Como digo, es un lugar donde, junto con el resto de demonios y ángeles caídos de la historia, Damaris y Uziel pueden esconderse, huir de su propio destino, eludirlo, engañarse a sí mismos y engañar de paso a los demás. Mientras tanto, el uno como el otro, fraguan en sus mentes la manera de deshacerse de la pequeña «molestia» que tienen al lado. Porque ambos traman un plan para deshacerse de esa «molestia», o lo que es lo mismo, deshacerse el uno del otro. La cuestión es ¿podrán llevarlo a cabo cuando sus sentimientos se desencadenen y pugnen por salir a la superficie? ¿Serán capaces de sacrificarse el uno por el otro? ¿Harán ese sacrificio en nombre de un amor que los apuñala desde el principio, aunque ellos tarden en darse cuenta? ¿Sabrán cruzar esa fina línea que existe entre el deseo y el amor? ¿Llegarán a encontrar ese límite? ¿Sabrán reconocerlo y obrar en consecuencia?  ¿Sabrán entender que, a veces, el amor requiere sacrificio?
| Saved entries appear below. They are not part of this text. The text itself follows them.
PR #66, opened 2023-07-26
Update self tests snapshots

zhongruige:
This PR updates self tests snapshots.

PR #67, opened 2023-08-03
Update self tests snapshots

zhongruige:

### DIFF
--- a/_tests/tests/__snapshots__/ApiTest__test_api_delete_products__1.php
+++ b/_tests/tests/__snapshots__/ApiTest__test_api_delete_products__1.php
@@ -1381,10 +1381,6 @@
         {
             "debug_log": [
                 {
-                    "count": "1",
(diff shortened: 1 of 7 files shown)


zhongruige:
Looks like we're seeing the same results with two of the e2e tests as on https://github.com/woocommerce/qit-cli/pull/66

Luc45:
This is weird, we can see it's passing on Woo: https://github.com/woocommerce/woocommerce/actions/runs/5752528579/job/15593734491#step:7:234

I'll run a single E2E test against Staging to get the Allure Test Report and see where it's failing exactly.

Luc45:
The easiest solution would be to skip that test. I would only do that as a last resource, though. I wonder if this might be related to the tests that we are skipping for all E2E tests.

zhongruige:
Thanks @Luc45! The PR fixing it was closed as it [resolved itself](https://github.com/woocommerce/woocommerce/pull/39367#issuecomment-1654609598), so wonder if it's flakiness we're seeing here.

Luc45:
I see what's happening. We need to add the newly-added `filter-setter.php` mu-plugin that's part of the tests now. This is part of the test runner environment. I'll open a PR today.

zhongruige:
> I see what's happening. We need to add the newly-added `filter-setter.php` mu-plugin that's part of the tests now. This is part of the test runner environment. I'll open a PR today.

Oh interesting, good catch!

Luc45 (approved):

PR #72, opened 2023-08-23
Update self tests snapshots

zhongruige:


Luc45:
It's weird that they are all `pending`. Do they pass in WooCommerce?

MrJnrman:
At the time of the 8.1 release being cut, quite a few tests are being skipped which is why we are seeing them as pending. Unfortunately, there isn't much we can do about it.

MrJnrman (approved):
Adding my approval since the pending tests are expected since this is also what's happening in the WooCommerce core repo.

PR #75, opened 2023-09-04
Update to checkout@v4

Luc45:
As discussed in the Manager, this PR solves an issue with GitHub checkout@v3, flagged by the self tests.


Luc45:
Merging this as it has been approved on the Manager already

PR #78, opened 2023-09-19
Security Tests - Redirect rule tests

Luc45:
This PR is a counterpart to the QIT Manager's "Replace SemGrep redirect rule with PHPCS's" PR.


zhongruige (approved):
LGTM! Thanks for getting these tests updated.

PR #79, opened 2023-09-19
Run self-tests for Stable WooCommerce version as well

Luc45:
Our API tests were failing on Friday and Monday, and we didn't detect it because our self-tests runs against the `rc` version of WooCommerce.

As mentioned in the Manager PR, we assumed that all releases would be some kind of beta release before being made stable, but hotfixes are new releases that will go straight as a new stable, and a hotfix release threw our API tests off.

I've modified the self-tests to include tests for stable and RC versions, and to run twice a day so that we can act faster if needed.


zhongruige (approved):
Changes LGTM! Thanks @Luc45!

PR #82, opened 2023-09-27
Update self tests snapshots

zhongruige:

### DIFF
--- a/_tests/tests/__snapshots__/ApiTest__test_api_valid_features_stable_74__1.php
+++ b/_tests/tests/__snapshots__/ApiTest__test_api_valid_features_stable_74__1.php
@@ -1377,7 +1377,7 @@
         {
             "debug_log": [
                 {
-                    "count": "254",
+                    "count": "260",
                     "message": "PHP Notice: New Product Editor is enabled as expected. in \\/var\\/www\\/html\\/wp-content\\/plugins\\/woocommerce-product-feeds\\/woocommerce-product-feeds.php on line 12"
                 },
                 {
--- a/_tests/tests/__snapshots__/E2eTest__test_e2e_delete_products_rc_74__1.php
+++ b/_tests/tests/__snapshots__/E2eTest__test_e2e_delete_products_rc_74__1.php
@@ -27,7 +27,7 @@
             },
             "test_results_manager_url": "https:\\/\\/test-results-manager.com",
             "test_results_manager_expiration": 1234567890,
-            "test_summary": "Test Suites: 0 skipped, 4 failed, 46 passed, 50 total | Tests: 160 skipped, 7 failed, 35 passed, 202 total.",
+            "test_summary": "Test Suites: 0 skipped, 5 failed, 49 passed, 54 total | Tests: 159 skipped, 7 failed, 35 passed, 201 total.",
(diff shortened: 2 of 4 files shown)


Luc45:
Thanks for doing the sync, Greg. It seems the new Assembler Hub test is failing, though. :thinking: 

It seems we had a 404 on the post request to make this update: https://woo-compatibility-dashboard-tests.s3.amazonaws.com/compatibility-staging/e7350403-1f37-4d64-88a8-60cce4b04603-3f979c52-860a-42d0-b612-8555d4978430/index.html#/testresult/a5d229c8c406c848

I'd be curious to know if we need to do anything else to hook whatever code is needed to enable the endpoint on `wp-json/e2e-options/update`

Luc45:
Ah, it seems they added this to the e2e setup: https://github.com/woocommerce/woocommerce/blob/trunk/plugins/woocommerce/tests/e2e-pw/bin/test-helper-apis.php

This is tricky to track. I hope we don't need to patch things like this often. Ideally, the tests would be encapsulated or published in a standalone package for easier consumption. I'll be tweaking it to add that file to the sync.

zhongruige:
> This is tricky to track.

Wow nice catch on this, and agree, especially since there's [a couple of these now](https://github.com/woocommerce/woocommerce/tree/trunk/plugins/woocommerce/tests/e2e-pw/bin). This feels like something that could be turned into a plugin that is installed as part of the environment set up (and in general, thinking about it, this could be part of the utils packages that Solaris is working on).

Since these are formatted like plugins, I wonder if we can just do an install of any plugins we find within the `woocommerce/tree/trunk/plugins/woocommerce/tests/e2e-pw/bin` directory, to hopefully reduce some of the overhead with these, what do you think?

Luc45:
That same PR introduced some logic that invokes WP CLI from the context of the Monorepo, which breaks when we extract it outside of the Monorepo context, eg:

image

https://github.com/woocommerce/woocommerce/blob/trunk/plugins/woocommerce/tests/e2e-pw/utils/themes.js#L5

We can probably monkey patch this, but if this kind of change becomes common, it can truly jeopardize the QIT <-> WCCOM tests integration.

Luc45:
Ideally, those operations should be done using the UI in the browser.

zhongruige:
> We can probably monkey patch this, but if this kind of change becomes common, it can truly jeopardize the QIT <-> WCCOM tests integration.

I agree, we may just have to have a cut-off version at some point, otherwise we're going to get into a maintenance nightmare with these. I'll raise this, plus see if we can do anything to get early notification from them if there's any significant changes to how tests are being set up and ran so we can get ahead of issues like this, rather than during the update process.

Luc45:
I've monkey patched it successfully, the self-tests snapshots are currently being updated and I'll update them here soon.

I've dropped a comment tagging the specific code that caused some hiccups in this sync, asking to use the UI when possible in the future: https://github.com/woocommerce/woocommerce/pull/40235/files?w=1#r1343189857

Luc45 (approved):
Approved, all changes are as expected after monkey patching. Thanks for kicking off the sync, Greg!

zhongruige:
Thanks for getting in the fixes for this @Luc45!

Damaris y Uziel, nuestros dos personajes protagonistas, se mueven en mundos distintos pero a la vez iguales entre sí. Dicen que los extremos se tocan, y en este caso no puede ser más cierto. Las normas del cielo son muy estrictas y frías.
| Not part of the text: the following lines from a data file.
PR #84, opened 2023-10-03
Normalize debug log in self tests

Luc45:
This PR improves our self-tests by:

- Removing some consistent PHP Debug Log errors that comes from WooCommerce Core or `wp-mail-logging` (used in E2E tests to mimick Solaris setup), as per [this PR](https://github.com/Automattic/compatibility-dashboard/pull/624).
- Allows some small variance in the count of PHP Debug Logs by rounding them to the closest number divisible by 10, so `234` errors become `230`, as to allow the tests to vary a little bit without making it a failure.
- Ignores PHP Debug Log errors that comes from `We couldn't connect to WordPress.org servers` as these can happen sometimes for reasons out of our control (like a network timeout between GitHub and WordPress.org, etc). We ignore it if it happens 3 times or less in a test (this is only for self tests snapshots).
- As an experiment, it keeps the PHP Debug Logs of E2E tests instead of removing them for the snapshot tests. We have removed them in the past because there was too much "chaos" going to on to snapshot test it, but with the normalization above, it might be possible to keep cover the PHP Debug Log of E2E tests in our self-tests. If these throw the self-tests off again, I'll disable it.

After merging this, let's see if the self-tests become less flaky. There's a small chance that I have to tweak this again. This flakiness only happens because we are very strict about our tests and we keep control of everything that happens in the PHP Debug Log - if we weren't so strict, this flakiness wouldn't happen. And it's not even flakiness - it's just because sometimes an Ajax request fires and sometimes not in an E2E test, depending on the speed on which the automated browser navigates away from the page, etc - so it's not flakiness, it's more that we are trying to keep it under the most control we can. Basically testing the boundaries here.

### DIFF
--- a/_tests/QITSelfTests.php
+++ b/_tests/QITSelfTests.php
@@ -243,17 +243,6 @@ function run_test_runs( array $test_runs ) {
 
 	echo "All tests finished. Processing results...\n";
 
-	$results = [];
-
-	foreach ( $processes as $p ) {
-		$results[] = [
-			'process'     => $p,
-			'has_results' => false,
-			'failed'      => null,
-			'succeeded'   => null,
-		];
-	}
-
 	$failed_tests = [];
 
 	/**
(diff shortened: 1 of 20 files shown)


zhongruige (approved):
Thanks for these changes @Luc45! Looks good to me, let's get this in and see if it helps with the flakiness we've been seeing.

El infierno tiene unas normas más livianas, más cálidas, pero, sin embargo, cuando hay que castigar ambos son implacables; como implacable, frío y cruel es el lugar donde acaban aquellos demonios que, como Uziel, han transgredido la norma o no han cumplido con su misión. Un lugar llamado Paraíso, sin lugar a dudas otro gran protagonista de la historia, aunque nunca se materialice y solamente se hable de él. El Paraíso es un sitio a donde van a parar todos aquellos demonios que han transgredido las normas. Un lugar desolado, del cual es complicado salir y si lo haces…, no lo haces del mismo modo, de la misma manera. El Paraíso es, por decirlo así, más que protagonista en sí, el antagonista de esta historia, algo tangible que está ahí, amenazante, esperando a engullir a Uziel o a cualquiera que le toque ese castigo. Es una prisión sin barrotes,  un lugar que hay que evitar a toda costa. Uziel ha sido castigado a él. ¿Qué será lo que tramará para eludir ese destino?
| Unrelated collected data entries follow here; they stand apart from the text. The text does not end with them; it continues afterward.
PR #85, opened 2023-10-04
Update self tests snapshots

zhongruige:


zhongruige:
Closing-- the merge conflicts were because I didn't have the latest `trunk` locally and I think it'd be better to run this update with that.

PR #319, opened 2025-07-16
Snapshot changes with updated packages

Luc45:
This PR is the snapshot changes with the updated docker images with WP CLI and Playwright updates, and the AI feature disabled in a feature flag.

It is looking good, which some small changes that are not related to any of these PRs.


zhongruige (approved):
Nice, looks good to me!

PR #320, opened 2025-07-21
Add remote handling for performance tests

alopezari:
### Description
This PR enhances the local performance testing functionality by adding support for remote tests handling. The main implementation includes improved test download logic, better environment management, and refined command arguments alignment with the existing E2E test commands.

This PR extends and improves the original work that was introduced formerly by [this other PR](https://github.com/woocommerce/qit-cli/pull/315).

### Changes added in this PR
- **Remote tests handling:** Added logic to properly handle remote tests during local performance test runs, including improved test downloading and environment setup.
- **Command alignment:** Aligned run:performance command arguments with run:e2e for consistency across test types.
- **Environment termination:** Added proper cleanup logic for performance environments when tests finish or are aborted.
- **Docker build fix:** Fixed repository configuration for older Debian versions (Buster) to resolve build issues with PHP 7.2

### Testing instructions
- Checkout to this branch and make sure your QIT-CLI is pointing to a Compatibility Dashboard version that contains the changes from [this other PR](https://github.com/Automattic/compatibility-dashboard/pull/1408) (either locally or on staging).
- Upload the performance tests with `php src/qit-cli.php tag:upload woocommerce:{tag name} {performance tests path}`. For example, `php src/qit-cli.php tag:upload woocommerce:default ../compatibility-dashboard/ci/tests/performance/custom-test/ performance`.
- Make sure the performance tests are listed when checking the tags with `php src/qit-cli.php tag:list`. You should see something like:
```
+-----------------------------+---------------------------------------------------+-------------------+--------+
| Slug                        | E2E Tests                                         | Performance Tests | Type   |
+-----------------------------+---------------------------------------------------+-------------------+--------+
| woocommerce                 | nightly, activation                               | default           | plugin |
+-----------------------------+---------------------------------------------------+-------------------+--------+
```
- Run the performance tests with `php src/qit-cli.php run:performance woocommerce --verbose`
- Ensure the performance environment that was created for running the tests no longer exists, and it was successfully cleared with the previous command.
- Check that all the test artifacts were created successfully and you can open them.
- Run the activation tests with `php src/qit-cli.php run:activation woocommerce --verbose`, in order to catch potential regression issues.
- Please consider testing other flows that might have not been defined here.

PR #323, opened 2025-07-28
Add new CLI argument to select which k6 test to run

alopezari:
This PR adds a new optional argument to the `run:performance` command named `--k6_test_file`  to select which k6 test to run, in case the performance tests include multiple tests or follow a specific architecture involving multiple files.

Additionally, it updates the logic that identifies k6 tests to be less restrictive as it was only considering files with the `.k6.js` extension as k6 tests, but these can be stored in simple `.js` files.

### Changes added in this PR
- Removed former docker user args defined K6DockerConfig as it was causing conflicts with k6 browser.
- Updated RunPerformanceTestCommand to define a new `--k6_test_file` argument within the `run:performance` command that will point to what exact k6 test file to run.
- Updated PerformanceEnvInfo and K6Runner to use this new `k6_test_file` argument.
- The k6 Dockerfile was removed, as it was part of the initial implementation that handled k6 tests locally, instead of storing them in the Compatibility Dashboad. As this was completed in #320, the Dockerfile is no longer needed.

### Testing Instructions
This PR should be tested together with https://github.com/Automattic/compatibility-dashboard/pull/1417.

- Make sure Compatibility Dashboard is running locally with the changes from [this branch](https://github.com/Automattic/compatibility-dashboard/pull/1417).
- Ensure QIT-CLI uses the latest changes from this branch.
- Upload the performance tests with `php src/qit-cli.php tag:upload automatewoo:{tag_name} {performance_tests_path} performance`. For example, `php src/qit-cli.php tag:upload automatewoo:demo ../compatibility-dashboard/ci/tests/performance/custom-test/ performance`.
- Run the performance tests with `php src/qit-cli.php run:performance automatewoo demo --k6_test_file=frontend.js --verbose`.
- Ensure the tests pass.
- Please test around this PR.


zhongruige:
For the tests at `{performance_tests_path}`, is there an example of what these should look like as far as folder and file structure? Could be useful to include as part of the test instructions (also something to make sure we update [our docs](https://qit.woo.com/docs) with too).

alopezari:
Good point @zhongruige!

There isn't any at the moment as we keep iterating on the implementation as we go through it and it might change. I've created a new task to cover it once we're close to project completion:
[QIT-758: Add performance tests documentation and examples](https://linear.app/a8c/issue/QIT-758/add-performance-tests-documentation-and-examples)

zhongruige:
Ah awesome okay that was the only hold up I saw while testing this, so thanks for confirming!

src/src/LocalTests/Performance/Runner/K6DockerConfig.php
```diff
@@ -45,6 +44,7 @@ private function get_base_docker_args( PerformanceEnvInfo $env_info, string $con
 			'--rm',
 			'--init',
 			'--add-host=host.docker.internal:host-gateway',
+			'--cap-add=SYS_ADMIN',
```
zhongruige: Is there a reason we need to have the SYS_ADMIN capability here? Concerned since this provides root access to the host, I'm not sure if we need or want to do this.

alopezari: Good catch! I had trouble trying to run k6 browser within the container and tried adding different container options based on blogs and AI recommendations (this was one of them) until it worked. I will double check if we do need it.

alopezari: Hi @zhongruige!

I verified that the SYS_ADMIN capability didn't actually solve the issues I was finding originally when setting up the environment for k6 browser, the issue was caused by trying to run k6 browser in headed mode through this setup (it's not possible as k6 runs inside a docker container). There is a workaround but it requires installing k6 locally, just for dev purposes.

In any case, we can safely remove SYS_ADMIN capability, which we did in [23dd054](https://github.com/woocommerce/qit-cli/pull/323/commits/23dd05402bf8d6a486d4e1569afbb473891f81ab).

zhongruige: Sounds great, thanks for the context and looking into this @alopezari! Just to double check, are there any other changes here coming in or is this all set to test/review?

alopezari: Yes, it's ready for testing/review! Any further changes will land in upcoming PRs.

zhongruige:
@alopezari I've been seeing this crop up again after testing around this PR, want to check if you're seeing the same or if it's something in my workflow--I used the binary to test this PR but now I'm using the one at my path, not sure if it makes a difference though:

```
 qit switch staging


 [ERROR] Invalid environment type.
```

```
qit run:activation automatewoo


 [ERROR] Invalid environment type.
```

alopezari:
Hmm interesting @zhongruige! I haven't seen this behaviour since we made the QIT more robust by falling back to e2e environment if an unknown environment was set in the QIT cache:
https://github.com/woocommerce/qit-cli/pull/315/commits/434f472bc2278ca46ca6bb8e9eb7db0895efc045

Is it reproducible? Could you please share the steps to reproduce?

zhongruige:
Wasn't able to replicate it and tried a few different things, so I think we're good here, happy to add my approval @alopezari !

zhongruige (approved):
LGTM!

El cielo de Damaris y el infierno de Uziel son dos mundos que chocan, en donde las normas de los más buenos son tan estrictas que producen agobio, ahogo, sensación de esclavitud; al contrario, las normas de los malos son menos estrictas, más dúctiles, pero el castigo infringido por romperlas es igual de cruel y terrible.
Algunos de los personajes, secundarios o no, que interactúan con nuestros protagonistas en esta historia, no son otros que aquellos ángeles caídos en esa batalla legendaria que enfrentó el Bien y el Mal, tras la cual nacieron dos polos opuestos: el cielo y el infierno. Os va a sorprender, estoy segura, los nombres que se barajan en la historia, los nombres de ángeles que nunca pensamos que pudieran llegar a caer. Por esa razón, no voy a dar sus nombres cuando hable de ellos, porque tenéis que descubrirlo por vosotras mismas.  Pero estoy segura de que lo que más os va a impactar es el nombre, cuando este sea revelado, de la compañera eterna de uno de esos ángeles, del director de La biblioteca ni más ni menos.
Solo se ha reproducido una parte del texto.